Platysace is a genus of about 22 species of woody perennial herbs, shrubs and subshrubs in the family Apiaceae, and is endemic to Australia. The flowers are borne on the ends of branches in a compound umbel and are bisexual or male with white, cream-coloured or pinkish flowers.

==Description==
Plants in the genus Platysace are woody perennial herbs, shrubs or subshrubs and have simple or lobed leaves. The flowers are borne on the ends of branches in a compound umbel with small bracts and bracteoles but that sometimes fall off as the flowers open. The flowers are bisexual or male, sometimes without sepals, and have white, cream-coloured or pinkish, elliptical to egg-shaped petals. The fruit has 2 compressed mericarps.

==Taxonomy==
The genus Platysace was first described in 1845 by Alexander von Bunge in Lehmann's Plantae Preissianae, and the first species he described (the type species) was Platysace cirrosa.

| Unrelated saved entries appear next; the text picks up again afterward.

PR #971, opened 2024-02-22
DDFFORM 313

LasseStaus:
- Use release 2024.9.0 branch of design system
- Add component & Story MaterialGridAutomatic
- Add Entry, mount  for MaterialGridAutomatic
- Add skeleton component for MaterialGridAutomatic

#### Link to issue

[DDFFORM-313](https://reload.atlassian.net/browse/DDFFORM-313)

Other relevant PRS: 

- CMS PR: https://github.com/danskernesdigitalebibliotek/dpl-cms/pull/796
- Design system PR: https://github.com/danskernesdigitalebibliotek/dpl-design-system/pull/517 

#### Description

This PR adds a react app <MaterialGridAutomatic/> which displays a list of up to 32 materials based on a search string. 

At the time of this PR, a search string is generated manually by copying the 'CQL Search String' from an advanced search. 

#### Screenshot of the result

image

#### Comments or questions

Be thorough when looking through the configurations regarding config-branches or the use of the hook for querying the materials.

PR #973, opened 2024-02-23
DDFFORM 314

LasseStaus:
#### Link to issue

[DDFFORM-314](https://reload.atlassian.net/browse/DDFFORM-314)

#### Description

This PR adds a grid-display of recommended materials, that can be selected added by editors, by adding the workIds of the materials. 

This PR is very similar to the [MaterialGridAutomatic](https://github.com/danskernesdigitalebibliotek/dpl-react/pull/971) and depends on the CSS that was made, as part of that ticket. 

#### Screenshot of the result

image

### DIFF
--- a/src/apps/material-grid/manual/MaterialGridManual.tsx
+++ b/src/apps/material-grid/manual/MaterialGridManual.tsx
@@ -1,8 +1,6 @@
 import * as React from "react";
-import { useEffect } from "react";
 import { WorkId } from "../../../core/utils/types/ids";
 import MaterialGrid from "../MaterialGrid";
-import MaterialGridSkeleton from "../MaterialGridSkeleton";
 import { calculateAmountToDisplay } from "../materiel-grid-util";
 
 export type MaterialGridManualProps = {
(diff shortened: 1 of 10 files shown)


src/apps/material-grid-manuel/MaterialGridManuel.tsx
kasperg, line 1: Please consider how this can be refactored.

You implemented this directly on `release/2024-9-0-1` instead of on top of #971. Given the similarity of the two components think we end up with a large amount of duplicated code for the component.

While we may need to have some degree of duplication for `.dev.tsx` and `.entry.tsx` I think there is able room to share components between the two versiond of the grid.

With that in mind I think you should give this another go.

One suggestion would be to restructure the code with something like this:

```
/apps/material-grid
 - MaterialGrid.tsx
 - MaterialGridManuelSkeleton.tsx
 - /automatic
   - MaterialGridManuel.dev.tsx
   - MaterialGridManuel.entry.tsx
   - MaterialGridManuel.mount.tsx
 - /manual
   - MaterialGridAutomatic.dev.tsx
   - MaterialGridAutomatic.entry.tsx
   - MaterialGridAutomatic.mount.tsx
```

kasperg (changes requested):

src/apps/material-grid/manual/MaterialGridManual.tsx
```diff
@@ -0,0 +1,42 @@
...
+
+  useEffect(() => {
+    // Materials must be parsed from string to WorkId[] array as they are
+    // received as a string from the backend.
+    if (typeof materialIds === "string") {
+      setParsedMaterials(JSON.parse(materialIds));
+    }
+  }, [materialIds]);
+
+  if (!parsedMaterialIds.length || typeof parsedMaterialIds === "string") {
```
kasperg, line 30: Consider moving this handling of `materialIds`

I do not understand how TypeScript will accept a seemingly irrelevant type check for `materialIds` which we have declared should be `WorkId[]`.

I suggest moving the handling to the `.entry.tsx` file which is intended for CMS/non-Storybook usage. Here we can correctly declare the type of `materialIds` to be a string and then parse it to be an array of material ids we can pass along to the shared `MaterialGridManual` component.

kasperg (approved):
:+1: This looks good and is a nice continuation of the work in #971.

I only have a single comment for your consideration.

src/apps/material-grid/manual/MaterialGridManual.tsx
LasseStaus: Makese sense. 

I refactored and moved the logic to the entry file. Have a look 🚀

kasperg:
Superseded by #987.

A 2021 molecular phylogenetic study suggested that it is sister to rest of the family Apiaceae, and so does not belong to any of the four subfamilies into which the family is divided. It has been suggested that it could be placed in a subfamily of its own.

===Species===
The following is a list of species accepted by the Australian Plant Census as at March 2024:
- Platysace arnhemica Specht
- Platysace cirrosa Bunge – karna (W.A.)
- Platysace clelandii (Maiden & Betche) L.A.S.Johnson (N.S.W.)
- Platysace commutata (Turcz.) C.Norman (W.A.)
- Platysace compressa (Labill.) C.Norman (tapeworm plant) (W.A.)
- Platysace deflexa (Turcz.) C.Norman (W.A.)
- Platysace effusa (Turz.) C.Norman (W.A.)
- Platysace ericoides (Sieber ex Spreng.) C.Norman (Qld., N.S.W., Vic.)
- Platysace filiformis (Bunge) C.Norman (W.A.)
- Platysace haplosciadia (Benth.) C.Norman
- Platysace heterophylla (Benth.) C.Norman
  - Platysace heterophylla (Benth.) C.Norman var. heterophylla
  - Platysace heterophylla var. tepperi (J.M.Black) H.Eichler
- Platysace juncea (Bunge) C.Norman
- Platysace lanceolata (Labill.) Druce (shrubby platysace)
- Platysace linearifolia (Cav.) C.Norman
- Platysace maxwellii (F.Muell.) C.Norman (karno)
- Platysace pendula (Benth.) C.Norman
- Platysace ramosissima (Benth.) C.Norman
- Platysace saxatilis Keighery
- Platysace stephensonii (Turcz.) C.Norman
- Platysace trachymenioides F.Muell.
- Platysace valida (F.Muell.) F.Muell.